• [About this exercise] Look through the records that follow. Copy every line containing the word "crews".

Records excerpted from a collection:

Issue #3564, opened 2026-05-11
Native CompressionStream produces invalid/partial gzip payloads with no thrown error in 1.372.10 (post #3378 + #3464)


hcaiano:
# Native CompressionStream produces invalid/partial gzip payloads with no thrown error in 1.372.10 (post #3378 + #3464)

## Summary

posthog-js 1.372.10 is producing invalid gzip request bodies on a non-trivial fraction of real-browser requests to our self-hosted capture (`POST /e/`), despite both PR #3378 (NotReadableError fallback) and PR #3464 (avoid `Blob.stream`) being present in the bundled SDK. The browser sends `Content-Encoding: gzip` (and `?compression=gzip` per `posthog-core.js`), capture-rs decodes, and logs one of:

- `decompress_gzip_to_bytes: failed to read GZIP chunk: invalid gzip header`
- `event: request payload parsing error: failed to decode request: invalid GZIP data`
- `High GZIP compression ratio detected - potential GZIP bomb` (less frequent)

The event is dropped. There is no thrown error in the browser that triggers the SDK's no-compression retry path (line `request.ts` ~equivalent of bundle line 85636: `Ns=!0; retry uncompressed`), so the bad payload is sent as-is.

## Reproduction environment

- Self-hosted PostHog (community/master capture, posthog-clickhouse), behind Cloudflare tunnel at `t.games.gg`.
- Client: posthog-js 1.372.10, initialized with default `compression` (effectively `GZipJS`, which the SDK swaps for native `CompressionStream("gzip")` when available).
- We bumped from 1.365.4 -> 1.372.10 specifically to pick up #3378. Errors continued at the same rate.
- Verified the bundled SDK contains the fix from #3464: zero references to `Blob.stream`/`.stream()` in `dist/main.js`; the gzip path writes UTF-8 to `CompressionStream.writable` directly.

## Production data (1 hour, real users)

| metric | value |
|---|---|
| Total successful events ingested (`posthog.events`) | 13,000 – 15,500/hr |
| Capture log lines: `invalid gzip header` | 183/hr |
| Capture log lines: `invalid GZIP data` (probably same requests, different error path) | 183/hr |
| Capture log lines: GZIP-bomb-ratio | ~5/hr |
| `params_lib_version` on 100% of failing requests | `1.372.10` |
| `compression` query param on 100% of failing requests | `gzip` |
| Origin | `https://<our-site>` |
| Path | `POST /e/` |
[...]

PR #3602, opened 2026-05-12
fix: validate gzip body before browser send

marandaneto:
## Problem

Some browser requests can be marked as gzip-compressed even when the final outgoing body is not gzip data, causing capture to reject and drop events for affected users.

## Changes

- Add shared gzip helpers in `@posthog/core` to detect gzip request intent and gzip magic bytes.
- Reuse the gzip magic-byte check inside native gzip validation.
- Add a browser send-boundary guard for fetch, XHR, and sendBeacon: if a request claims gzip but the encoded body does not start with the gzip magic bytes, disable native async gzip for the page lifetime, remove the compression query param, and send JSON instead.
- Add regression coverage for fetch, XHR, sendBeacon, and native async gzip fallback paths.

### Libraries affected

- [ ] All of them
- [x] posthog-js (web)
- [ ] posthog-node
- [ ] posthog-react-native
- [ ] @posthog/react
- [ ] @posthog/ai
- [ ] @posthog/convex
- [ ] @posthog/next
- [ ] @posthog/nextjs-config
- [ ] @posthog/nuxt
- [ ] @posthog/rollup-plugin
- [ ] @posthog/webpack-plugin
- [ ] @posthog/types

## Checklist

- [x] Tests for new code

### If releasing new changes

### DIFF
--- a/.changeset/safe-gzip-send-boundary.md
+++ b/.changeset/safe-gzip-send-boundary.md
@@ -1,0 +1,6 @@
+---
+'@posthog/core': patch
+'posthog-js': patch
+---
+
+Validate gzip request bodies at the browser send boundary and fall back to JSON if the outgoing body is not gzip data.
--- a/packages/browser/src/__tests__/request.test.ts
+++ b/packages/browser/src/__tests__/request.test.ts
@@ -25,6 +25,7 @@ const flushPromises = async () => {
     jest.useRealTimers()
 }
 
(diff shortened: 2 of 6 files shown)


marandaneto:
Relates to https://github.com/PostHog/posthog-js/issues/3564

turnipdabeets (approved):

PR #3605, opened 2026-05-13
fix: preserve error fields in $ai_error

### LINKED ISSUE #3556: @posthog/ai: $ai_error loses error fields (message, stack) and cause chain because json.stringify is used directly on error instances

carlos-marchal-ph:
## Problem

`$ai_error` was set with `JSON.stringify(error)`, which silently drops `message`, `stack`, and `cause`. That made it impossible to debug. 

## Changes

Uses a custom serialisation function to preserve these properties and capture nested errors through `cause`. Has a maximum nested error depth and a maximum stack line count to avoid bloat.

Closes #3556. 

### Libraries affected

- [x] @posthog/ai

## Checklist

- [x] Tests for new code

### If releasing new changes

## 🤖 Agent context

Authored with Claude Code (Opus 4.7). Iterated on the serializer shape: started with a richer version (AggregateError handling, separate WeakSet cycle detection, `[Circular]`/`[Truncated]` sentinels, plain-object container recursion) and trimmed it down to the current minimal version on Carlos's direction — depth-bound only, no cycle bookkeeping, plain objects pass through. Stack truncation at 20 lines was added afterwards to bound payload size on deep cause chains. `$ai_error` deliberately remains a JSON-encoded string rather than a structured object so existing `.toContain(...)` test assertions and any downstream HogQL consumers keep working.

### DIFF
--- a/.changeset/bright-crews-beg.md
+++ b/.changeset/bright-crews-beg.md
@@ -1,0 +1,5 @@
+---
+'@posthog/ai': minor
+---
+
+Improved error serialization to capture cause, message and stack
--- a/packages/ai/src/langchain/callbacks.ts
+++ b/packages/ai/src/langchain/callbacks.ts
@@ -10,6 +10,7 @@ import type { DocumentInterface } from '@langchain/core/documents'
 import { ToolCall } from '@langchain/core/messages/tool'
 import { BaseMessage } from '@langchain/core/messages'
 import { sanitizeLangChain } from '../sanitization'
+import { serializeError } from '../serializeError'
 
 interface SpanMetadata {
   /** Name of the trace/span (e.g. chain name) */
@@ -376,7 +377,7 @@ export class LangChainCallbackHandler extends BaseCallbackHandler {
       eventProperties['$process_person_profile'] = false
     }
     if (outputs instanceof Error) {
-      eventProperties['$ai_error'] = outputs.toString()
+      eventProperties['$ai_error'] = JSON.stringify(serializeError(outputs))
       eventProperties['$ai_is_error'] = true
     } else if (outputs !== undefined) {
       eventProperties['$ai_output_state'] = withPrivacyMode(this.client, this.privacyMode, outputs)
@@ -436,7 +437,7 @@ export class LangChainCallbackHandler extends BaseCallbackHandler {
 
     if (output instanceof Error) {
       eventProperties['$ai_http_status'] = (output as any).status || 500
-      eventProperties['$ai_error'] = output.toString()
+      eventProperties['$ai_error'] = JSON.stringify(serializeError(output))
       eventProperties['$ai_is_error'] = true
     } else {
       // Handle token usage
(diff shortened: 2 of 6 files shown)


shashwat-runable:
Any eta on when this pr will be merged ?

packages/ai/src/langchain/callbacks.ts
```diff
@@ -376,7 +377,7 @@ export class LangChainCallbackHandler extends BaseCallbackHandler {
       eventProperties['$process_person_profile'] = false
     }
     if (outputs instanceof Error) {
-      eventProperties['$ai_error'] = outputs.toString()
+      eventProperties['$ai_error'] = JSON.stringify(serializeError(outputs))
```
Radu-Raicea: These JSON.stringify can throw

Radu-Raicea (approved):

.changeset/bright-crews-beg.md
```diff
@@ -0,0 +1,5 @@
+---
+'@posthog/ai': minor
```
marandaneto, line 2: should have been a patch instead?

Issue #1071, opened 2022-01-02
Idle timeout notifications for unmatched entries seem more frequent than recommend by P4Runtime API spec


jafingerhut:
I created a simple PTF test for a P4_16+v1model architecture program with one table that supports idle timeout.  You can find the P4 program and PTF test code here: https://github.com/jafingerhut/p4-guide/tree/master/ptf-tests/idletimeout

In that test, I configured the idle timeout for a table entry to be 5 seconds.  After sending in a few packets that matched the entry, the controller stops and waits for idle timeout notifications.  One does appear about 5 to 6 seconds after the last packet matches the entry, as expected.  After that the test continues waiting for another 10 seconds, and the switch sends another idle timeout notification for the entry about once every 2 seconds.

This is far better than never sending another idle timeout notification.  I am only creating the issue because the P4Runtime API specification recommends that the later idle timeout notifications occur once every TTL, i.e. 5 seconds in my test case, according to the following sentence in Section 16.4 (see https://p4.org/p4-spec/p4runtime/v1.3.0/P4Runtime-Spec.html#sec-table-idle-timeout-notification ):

• [Solution to this exercise]
--- a/.changeset/bright-crews-beg.md
+++ b/.changeset/bright-crews-beg.md
.changeset/bright-crews-beg.md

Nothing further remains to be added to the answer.